## Task description
Every line in the records below with the string "identification" needs to be copied out.

Records excerpted from a collection:
*** Block opens ***
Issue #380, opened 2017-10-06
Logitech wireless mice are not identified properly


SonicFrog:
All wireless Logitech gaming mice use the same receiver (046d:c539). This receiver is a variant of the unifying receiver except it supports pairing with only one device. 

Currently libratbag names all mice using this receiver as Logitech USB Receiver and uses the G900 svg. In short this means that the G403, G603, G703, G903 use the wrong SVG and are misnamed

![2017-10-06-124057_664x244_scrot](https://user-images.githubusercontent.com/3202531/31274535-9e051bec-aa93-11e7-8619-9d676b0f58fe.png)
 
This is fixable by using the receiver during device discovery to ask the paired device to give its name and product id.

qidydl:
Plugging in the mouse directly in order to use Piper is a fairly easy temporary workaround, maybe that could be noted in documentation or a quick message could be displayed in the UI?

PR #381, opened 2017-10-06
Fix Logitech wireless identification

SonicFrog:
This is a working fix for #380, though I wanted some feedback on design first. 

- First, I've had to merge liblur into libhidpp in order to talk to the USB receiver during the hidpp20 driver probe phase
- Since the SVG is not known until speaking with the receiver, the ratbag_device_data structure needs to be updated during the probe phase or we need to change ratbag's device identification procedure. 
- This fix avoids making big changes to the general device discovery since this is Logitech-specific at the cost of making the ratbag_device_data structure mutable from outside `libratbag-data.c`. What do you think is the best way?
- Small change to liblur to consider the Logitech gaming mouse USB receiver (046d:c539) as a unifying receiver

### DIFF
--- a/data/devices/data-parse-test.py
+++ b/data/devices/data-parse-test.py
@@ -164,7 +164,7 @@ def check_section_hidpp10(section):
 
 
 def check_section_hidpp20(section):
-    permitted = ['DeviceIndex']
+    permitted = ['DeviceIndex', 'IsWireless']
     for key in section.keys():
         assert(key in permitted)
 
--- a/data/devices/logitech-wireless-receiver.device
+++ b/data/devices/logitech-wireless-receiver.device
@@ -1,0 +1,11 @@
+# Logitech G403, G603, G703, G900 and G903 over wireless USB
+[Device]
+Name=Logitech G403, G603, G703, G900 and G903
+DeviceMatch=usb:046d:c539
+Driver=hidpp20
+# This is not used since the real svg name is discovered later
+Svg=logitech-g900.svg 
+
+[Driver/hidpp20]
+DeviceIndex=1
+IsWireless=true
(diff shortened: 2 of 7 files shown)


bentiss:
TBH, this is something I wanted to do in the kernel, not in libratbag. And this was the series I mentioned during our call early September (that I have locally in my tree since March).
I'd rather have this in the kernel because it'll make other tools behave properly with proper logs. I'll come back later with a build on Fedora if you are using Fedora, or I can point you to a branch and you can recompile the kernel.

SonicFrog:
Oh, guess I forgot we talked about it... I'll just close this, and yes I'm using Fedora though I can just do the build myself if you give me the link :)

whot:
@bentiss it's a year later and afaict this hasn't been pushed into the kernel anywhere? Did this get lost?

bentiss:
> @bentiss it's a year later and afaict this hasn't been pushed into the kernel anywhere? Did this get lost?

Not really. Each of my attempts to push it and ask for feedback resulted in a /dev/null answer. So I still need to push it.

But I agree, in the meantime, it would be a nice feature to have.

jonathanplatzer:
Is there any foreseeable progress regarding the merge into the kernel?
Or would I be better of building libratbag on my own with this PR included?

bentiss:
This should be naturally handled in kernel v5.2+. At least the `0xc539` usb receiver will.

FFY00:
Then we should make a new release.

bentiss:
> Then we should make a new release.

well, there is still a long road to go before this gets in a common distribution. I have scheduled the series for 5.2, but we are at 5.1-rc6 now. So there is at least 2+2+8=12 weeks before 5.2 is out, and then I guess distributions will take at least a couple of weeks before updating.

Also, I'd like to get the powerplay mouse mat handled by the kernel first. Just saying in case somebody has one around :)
*** Block closes ***
*** Block opens ***
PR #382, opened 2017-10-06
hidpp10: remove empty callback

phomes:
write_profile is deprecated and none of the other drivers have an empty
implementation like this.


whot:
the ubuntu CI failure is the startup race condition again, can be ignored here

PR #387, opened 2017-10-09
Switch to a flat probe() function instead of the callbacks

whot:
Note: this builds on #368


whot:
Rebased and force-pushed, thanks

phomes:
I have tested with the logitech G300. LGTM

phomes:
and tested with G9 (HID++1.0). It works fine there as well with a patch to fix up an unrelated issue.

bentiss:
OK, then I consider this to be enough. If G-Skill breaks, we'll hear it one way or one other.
*** Block closes ***
## Finished exercise
Fix Logitech wireless identification
- Since the SVG is not known until speaking with the receiver, the ratbag_device_data structure needs to be updated during the probe phase or we need to change ratbag's device identification procedure. 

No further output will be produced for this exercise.